We can divide our counts in each bin by the total number of counts to convert from counts to relative frequency. This conversion allows us to describe the discrete probability distribution of the data.

# plot the normalized histogram
plt.figure(figsize=(20,6))

# use plt.bar to plot the histogram for x
plt.subplot(1,2,1)
plt.bar(hx[1][:-1],hx[0]/np.size(x),edgecolor = 'r', color = [], width = 4, linewidth = 2)
plt.xlabel('SAT')
plt.ylabel('Relative Frequency')
plt.title('(a) Histogram of UTSC SAT (N = 25)')
plt.ylim(0,0.3)
plt.xlim(-30,35)

# and the histogram for y
plt.subplot(1,2,2)
plt.bar(hy[1][:-1],hy[0]/np.size(y),edgecolor = 'k', color = [], width = 4, linewidth = 2)
plt.xlabel('SAT')
plt.ylabel('Relative Frequency')
plt.title('(b) Histogram of UTSC SAT (N = 1000)')
plt.ylim(0,0.3)
plt.xlim(-30,35)
(-30.0, 35.0)
../../_images/1e3583425c16b01fdbacbe07673e279bc1141cbed5b19f95971066a2ca9ae92f.png

Notice that summing over the frequencies of each bin equals 1 or 100%. Another way to express this is by the cumulative probability distribution, which is simply the cumulative sum over the probability distribution.

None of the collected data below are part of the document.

PR #2119, opened 2020-07-03
Remove Black Cherry Cosmos

ghormann:
Remove shader that no longer works.


keithsw1111:
I fixed it instead of deleting it.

# compute the cummulative distribution using the cumulative sum function np.cumsum()
hxx = np.cumsum(hx[0])
hyy = np.cumsum(hy[0])
print(hyy)
[  3   6  27  78 181 351 499 621 787 922 983 990]

Now, let’s plot it.

# plot the cumulative distribution
plt.figure(figsize=(20,6))

# use plt.bar to plot the histogram for x
plt.subplot(1,2,1)
plt.bar(hx[1][:-1],hxx/np.size(x),edgecolor = 'r', color = [], width = 4, linewidth = 2)
plt.axhline(1,color='r')
plt.axhline(0.5,color='gray')
plt.xlabel('SAT')
plt.ylabel('Relative Frequency')
plt.title('(a) Cumulative Distribution of UTSC SAT (N = 25)')
plt.ylim(0,1.1)
plt.xlim(-30,35)

# and the histogram for y
plt.subplot(1,2,2)
plt.bar(hy[1][:-1],hyy/np.size(y),edgecolor = 'k', color = [], width = 4, linewidth = 2)
plt.axhline(1,color='k')
plt.axhline(0.5,color='gray')
plt.xlabel('SAT')
plt.ylabel('Relative Frequency')
plt.title('(b) Cumulative Distribution of UTSC SAT (N = 1000)')
plt.ylim(0,1.1)
plt.xlim(-30,35)
(-30.0, 35.0)
../../_images/81d0a5336433f697cfe1d968d19940a854d926df1d40b7fe85d28989836908d3.png

As we can see in the figure above, the cumulative distribution will always sum to 1. The gray horizontal lines are plotted for a value of 0.5. This indicates that 50% of the sample data values fall within bins below this line and 50% fall within the bins above this line. Note that the 50% cut-off likely lies somewhere within the width of the intersecting bin.